The Aerotoxic Association has called for an investigation into the effect of contaminated air in planes
The Aerotoxic Association has called for an investigation into the effect of contaminated air in planes

International investigation into effects of toxic air on planes demanded by health association

World Health Organisation paper says disorder must be medically recognised 'urgently' 

Ronan J. O'Shea
Thursday 24 May 2018 13:07

The Aerotoxic Association has called for evidence of health problems experienced by the public following exposure to toxic oil fumes.

Aerotoxic syndrome is said to be caused by exposure to contaminated air in aircraft. The first reference to it as a condition was in a 1999 paper published by Dr Harry Hoffman, Professor Chris Winder and Jean Christophe Balouet PhD called Aerotoxic Syndrome: Adverse health effects following exposure to jet oil mist during commercial flights.

In a statement on its website published yesterday, the association, which works to highlight the effects of aerotoxic syndrome, called for an independent public inquiry into the possible technical solutions to contaminated air on planes.

Peter Lawton, spokesperson for the Aerotoxic Association, told The Independent: “The Aerotoxic Association is calling for an Independent Public Inquiry at the International Criminal Court in The Hague into all the evidence, for and against, of the impact of toxic cabin air in aircraft.

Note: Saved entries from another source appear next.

PR #446, opened 2023-10-16
Remove unnecessary unstable feature `named-profiles`

weihanglo:
As of Oct 16 2023, the version of rust in use is `nightly-2023-07-10`. `named-profiles` has been stabilized in 1.57, which predates the toolchain in use.

I assume that we don't need this anymore.


ndmitchell:
Thanks! LGTM

PR #462, opened 2023-10-27
Fix the Zig toolchain and example

aherrmann:
Closes #461

Updates the Zig toolchain example to take recent Buck2 changes into account.
Wrap the Zig C/C++ compiler commands in scripts to avoid quoting errors.
Avoid `ln -r`, BSD `ln` does not support `-r`.
Test the Zig example on CI.

PR #464, opened 2023-10-27
Add additional zig releases to zig toolchain

jazzdan:
More recent version of zig are required to compile code on modern versions of macOS (at least 13.x, and probably 14.x as well), otherwise zig seems to be unaware of the macOS version and errors out.

I tested this on Linux and it still works. It gets _further_ on macOS, but runs in to more problems with the linker even after #462. I'll file a separate issue for that once this is accepted so that the error can be reproduced on the main branch.


ndmitchell:
Thanks!

aherrmann (commented):
Thank you! Looks good!

ndmitchell:
Thanks, merged!

PR #1140, opened 2025-11-10
Merge pull request #1 from facebook/main

JaclynCodes:
buck2_eden: handle opqaue network errors without error code


JakobDegen:
This seems to not even be syntactically valid, and also I'm not sure the unit tests are actually adding anything

PR #1143, opened 2025-11-14
fix unused import error in windows build

ahornby:
Summary: Remove unused import that is breaking oss build on windows

Differential Revision: D87057605


JakobDegen (approved):

PR #1145, opened 2025-11-17
fix clippy forkserver break in windows github actions

ahornby:
Summary:
The oss build runs clippy on the workspace.  Unlike Cargo build dependencies Cargo workspace members can't have conditional inclusions by target os,  so forkserver is covered even on windows, resulting in failures when importing Unix only parts of stdlib.

Fix by making the top level forkserver lib.rs do nothing on windows.

Differential Revision: D87215575


JakobDegen (changes requested):

JakobDegen (approved):

PR #1148, opened 2025-11-19
Stricter and more complete typechecking

cormacrelf:
This fixes a number of issues in the typechecker. I think it's fair to say before this PR we were only really checking function call sites and return types. The improvements here make type annotations on regular bindings significantly more useful. In general, we behave a lot more like a Python typechecker, as I looked at what basedpyright does in these situations and made starlark do that.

“This is following numerous scientific research papers over the last 20 years highlighting health concerns and our contact with around 2,500 people who we believe are victims of Aerotoxic Syndrome.

“Our hope is that the court will consider all the evidence on this matter and realise that, based on the precautionary principle, it is vital that the known solutions to this problem in terms of air filtration systems are made mandatory in all aircraft that use ‘bleed air’ for their pressurised cabin air.”

Bleed air is used to provide cabin pressurisation and air conditioning.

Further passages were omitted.